Trainer Bobby Strom has been training Reynolds for eight years, dating back to Blade: Trinity. “We try to make him look different in each role,” Strom says, “it’s not the same physique every time.” He likens Reynolds’ year-long preparation for The Green Lantern to a professional bodybuilder training for the Mr. Olympia competition. Strom kept the action star’s body guessing by constantly changing up his workouts every day.


Every workout begins with a 20-minute abs workout. Here’s a sample circuit. Do one of each set, then repeat 4 times:

Set 1

Exercise Reps
Decline Bench situps* 15-20
Hanging leg lifts 15-20
Wood chops on cable 15-20


*Use a 10-lb plate held behind the head.



Set 2

Exercise Reps
Swiss Ball crunches 15-20
Decline Bench Body Bar twists* 15-20
The Wheel from Knees** 15-20




*As you come up, twist the bar to your right side then go back, but only extend about 45°, and come up and twist the bar to the left side. if you don’t have a weighted bar, you can hold 7-lb dumbbells in each hand next to your head.

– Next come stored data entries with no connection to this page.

PR #13075, opened 2024-02-20
Fix re-used context in JS runner.

samwho:
## Description
We have an issue with context not correctly being passed into every instance of the JS runner, this should resolve the problem by making sure to add context every time and cleanup after completion.

### DIFF
--- a/packages/server/src/jsRunner/vm/isolated-vm.ts
+++ b/packages/server/src/jsRunner/vm/isolated-vm.ts
@@ -97,11 +97,11 @@ export class IsolatedVM implements VM {
     return this
   }
 
-  withContext<T>(context: Record<string, any>, f: () => T) {
+  withContext<T>(context: Record<string, any>, executeWithContext: () => T) {
     this.addToContext(context)
 
     try {
-      return f()
+      return executeWithContext()
     } finally {
       this.removeFromContext(Object.keys(context))
     }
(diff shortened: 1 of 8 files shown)


mike12345567:
Might need to implement the `withContext` on the `builtin-vm` as well

packages/server/src/jsRunner/vm/isolated-vm.ts
```diff
@@ -97,10 +97,14 @@ export class IsolatedVM implements VM {
     return this
   }
 
-  withContext(context: Record<string, any>) {
+  withContext<T>(context: Record<string, any>, f: () => T) {
```
adrinr, line 100: Can we name this executeWithContext?

packages/server/src/jsRunner/vm/isolated-vm.ts
```diff
@@ -97,10 +97,14 @@ export class IsolatedVM implements VM {
...
     this.addToContext(context)
 
-    return this
+    try {
+      return f()
+    } finally {
+      this.removeFromContext(Object.keys(context))
```
adrinr, line 106: Might this be deleting staff that was defined somewhere else?

samwho: It's not deleting anything that wouldn't have already been overridden when we set the context, so I figured it's not a concern. Open to situations where it might be, though.

mike12345567 (approved):

PR #16455, opened 2025-06-26
Prune majority of phosphor icons and serve required files as static assets

aptkingston:
## Description
We noticed the client library bundle had ballooned to 38 MB of JS in a recent release. Phosphor icons was the culprit, as we were importing the entirety of the phosphor NPM package.

This PR extacts only the required parts of phosphor - the woff2s for the weights we use, and the required CSS (which I've also slightly compressed) - and serves them as static assets rather than bundling them inside JS.

This completely fixes the bundle bloating and also means these assets can be cached (and that cache can be shared between builder and client apps now too).


deanhannigan (approved):
LGTM!

adrinr (commented):
Could we not keep it as it was (npm) but marking it as external? It would be easier to upgrade to newer versions

aptkingston:
> Could we not keep it as it was (npm) but marking it as external? It would be easier to upgrade to newer versions

The primary issue with the bloating was that we can't bundle the woff2s inside the client (this caused 30+ MB of JS), so it needs to be served as static assets somehow and excluded from the bundle.

It would potentially be possible to instead copy the files from `node_modules` into the output assets directly as part of the builder vite config, if we were just very explicit about the paths. The main issue with that is that the CSS included in the phosphor bundle references multiple different font assets (woff, woff2, SVG etc), so I'm not sure how we can handle that if copying from `node_modules`, since we need to modify the CSS as we only want to extract and use the woff2s. We would have to write the style ourselves for the font families and override the default styles exported from phosphor, but that's not exactly very clean either.

So it's possible to consume it from npm but I don't think it's much cleaner than this approach - and this approach shrinks the bundle as much as possible. Upgrading wouldn't actually be too difficult here either - just grab the styles and woffs of the new version and override them.

adrinr (approved):

mike12345567 (approved):

PR #16458, opened 2025-06-27
Dev & pro migration conflicts

adrinr:
## Description
We designed the migration system assuming that:
1. Migrations will never run in parallel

**Extend all the way out as far as you can with a one-second pause. Return to the top. Doing this from the knees takes pressure off the lower back.

Heavy Lower-Body Day

Exercise Sets Reps
Walking lunges* 3-4 52

*45-lb dumbbells in each hand, 26 paces down, 26 paces up.

Heavy Upper-Body Day

Exercise Sets Reps
Flat Bench 3 15-20
Incline Bench 3 15-20

Matrix Day

More stability and core work to let the muscles recuperate. “I incorporate a lot of plyometrics, TRX [suspension training], BOSU, bands, kickboxing, yoga,” Strom says of his client’s routine, “so his body doesn’t acclimate and his mind doesn’t become stale.”